The goal is to allow for you to develop against llm api's without running up a bill.

Features

  • Reverse Proxy Functionality: Directs API requests to the appropriate machine learning model service provider. Currently only supports OpenAI.
  • Caching Mechanism: Stores successful responses to reduce API calls and improve performance. Cache hits serve responses directly from the cache.
  • Token Counting: Leveraging tiktoken-go, the service estimates the number of tokens in each request's payload to keep track of usage.
  • Dynamic Service Resolution: Looks up the configured model service provider based on the requested model in the API call.
  • Extensibility: Supports registering multiple model providers through the IModelProvider interface, each with its own set of API models and endpoints.

How It Works

The entry point main() initiates the application by setting up a response cache and a service resolver that includes an OpenAIProvider responsible for handling OpenAI API requests. The HTTP server listens on port 8080 and processes incoming requests through a handler which:

  1. Generates a cache key based on the request's path, body, and header.
  2. Checks the cache for a stored response corresponding to the cache key.
  3. If a cache hit occurs, it serves the response directly from the cache.
  4. On a cache miss, it determines the correct service provider and reverse proxies the request to the target machine learning model API.

API

The application exposes a single HTTP endpoint / that accepts requests with model specifications in the body. Examples of supported model names include "gpt-4", "gpt-3.5-turbo", and "text-embedding-3-large".

Setup

To run the service, ensure you have the following:

  • Golang installed and configured.
  • tiktoken-go library installed (go get github.com/pkoukk/tiktoken-go).

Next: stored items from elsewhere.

Issue #566, opened 2019-12-04
error exporting UFO when a  GSGlyph contain multiple layers with the same name


anthrotype:
when building master UFOs, if a Glyphs's glyph object has more than one supplementary layers with identical name, the builder will attempt to call `ufoLib2.Layer.newGlyph` method twice for the same layer and glyph name, resulting in errors like this

```
[...]
  File "glyphsLib/builder/builders.py", line 222, in masters
    ufo_glyph = ufo_layer.newGlyph(glyph.name)
  File "ufoLib2/objects/layer.py", line 120, in newGlyph
    raise KeyError("glyph %r already exists" % name)
KeyError: "glyph '_part.spirale' already exists"
```

anthrotype:
i am not sure how we should fix this. If it is a common thing to have multiple layers within the same glyph with the same name, then we should support it somehow without losing data. Otherwise, I'd be inclined to simply warn and only save the last duplicate glyph layer.

By the way, when were were using defcon instead of ufoLib2, we were silently taking the last duplicate-name glyph layer.

There is in fact a difference between defcon's and ufoLib2's `newGlyph` methods: the former overwrites any existing glyph, whereas the latter raises an error...

schriftgestalt:
I wouldn’t say it is common but it is possible. e.g. with interpolating 'iColor XX' or 'Color XX' layers. And a 'Color XX' layer might show up twice inside a master. 
So possible setups:
```
Regular 
    Color 1
    Color 2
Bold
    Color 1
    Color 2
```
or 
```
Regular 
    Color 1
    Color 2
    Color 1
```

madig:
I'm inclined to warn and take the last layer.

anthrotype:
> interpolating 'iColor XX' or 'Color XX' layers. And a 'Color XX' layer might show up twice inside a master

is this some special type of layer naming scheme that we should be aware of?

anthrotype:
replying to myself, yes `iColor`layers is for sbix color fonts and are documented here:
https://glyphsapp.com/tutorials/creating-an-apple-color-font

whereas `Color XX` is for COLR/CPAL or OT-SVG color fonts:
https://glyphsapp.com/tutorials/creating-a-microsoft-color-font
https://glyphsapp.com/tutorials/creating-an-svg-color-font

Especially considering that want to support building color fonts (https://github.com/googlefonts/fontmake/issues/30), we _do_ want to make sure we export such layers correctly.

[...]

PR #570, opened 2019-12-16
Rename glyph layers when duplicate

moyogo:
Glyph sub layers are sometimes duplicated in Glyhps.app source files.
For example if a user double-clicks on "Copy layer"  or for other reasons, a glyph "a" may have two glyph layers called "Dec 16 19, 12:00". Writing the UFO will fail when trying to write the glyph to "Dec 16 19, 12:00" twice.

This PR "solves" this by renaming the second layer, adding " #1", or " #n+1" .

### DIFF
--- a/Lib/glyphsLib/builder/layers.py
+++ b/Lib/glyphsLib/builder/layers.py
@@ -12,7 +12,6 @@
 # See the License for the specific language governing permissions and
 # limitations under the License.
 
-
 from .constants import GLYPHS_PREFIX
 
 LAYER_ID_KEY = GLYPHS_PREFIX + "layerId"
@@ -26,6 +25,22 @@ def to_ufo_layer(self, glyph, layer):
         ufo_layer = ufo_font.layers.defaultLayer
     elif layer.name not in ufo_font.layers:
         ufo_layer = ufo_font.newLayer(layer.name)
+    elif layer.name in ufo_font.layers and glyph.name in ufo_font.layers[layer.name]:
+        self.logger.warning(
+            "%s %s: Glyph %s, layer %s: Duplicate glyph layer name"
+            % (
+                ufo_font.info.familyName,
+                ufo_font.info.styleName,
+                glyph.name,
+                layer.name,
+            )
+        )
+        n = 1
+        new_layer_name = layer.name
+        while new_layer_name in ufo_font.layers:
+            new_layer_name = layer.name + " #" + repr(n)
+            n += 1
+        ufo_layer = ufo_font.newLayer(new_layer_name)
     else:
         ufo_layer = ufo_font.layers[layer.name]
     if self.minimize_glyphs_diffs:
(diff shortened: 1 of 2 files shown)


Lib/glyphsLib/builder/layers.py
```diff
@@ -26,6 +29,19 @@ def to_ufo_layer(self, glyph, layer):
         ufo_layer = ufo_font.layers.defaultLayer
     elif layer.name not in ufo_font.layers:
         ufo_layer = ufo_font.newLayer(layer.name)
+    elif (layer.name in ufo_font.layers and
+            glyph.name in ufo_font.layers[layer.name]):
+        logger.warning(
```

To start the server, execute:

go run main.go

The server will listen on http://localhost:8080.

Installation

Download the repository and install the dependencies:

go get

Then install via:

go install

Usage

Make an API request to the service with the desired machine learning model name and payload:

curl -X POST http://localhost:8080/v1/chat/completions -H "Content-Type: application/json" \
    -d '{"model": "gpt-3.5-turbo", "messages": [{"role": "user", "content": "What is the capital of France?"}]}'

Replace the model value and the messages array content with your specific requirements.

Nodejs

You can drop in the proxt via the

const llm = new OpenAI({
  baseURL: "http://localhost:8080/v1",
});

const res = await llm.chat.completions.create({
  messages: [
    { role: "system", content: "You are a helpful assistant." },
    { role: "user", content: "Hello!" },
  ],
  model: "gpt-3.5-turbo",
  temperature: 1,
});

Caching Key Generation

ls $GOPATH/bin The generateCacheKey() function creates a unique cache key by hashing the request's path, body, and the 'Authorization' bearer token if present.

Token Counting

The CountTokens() method, part of the OpenAIProvider implementation of IModelProvider, counts tokens in the request content for a given model, aiding in managing token usage.

Note

This application serves as an example and may require additional security and error handling features to be production-ready.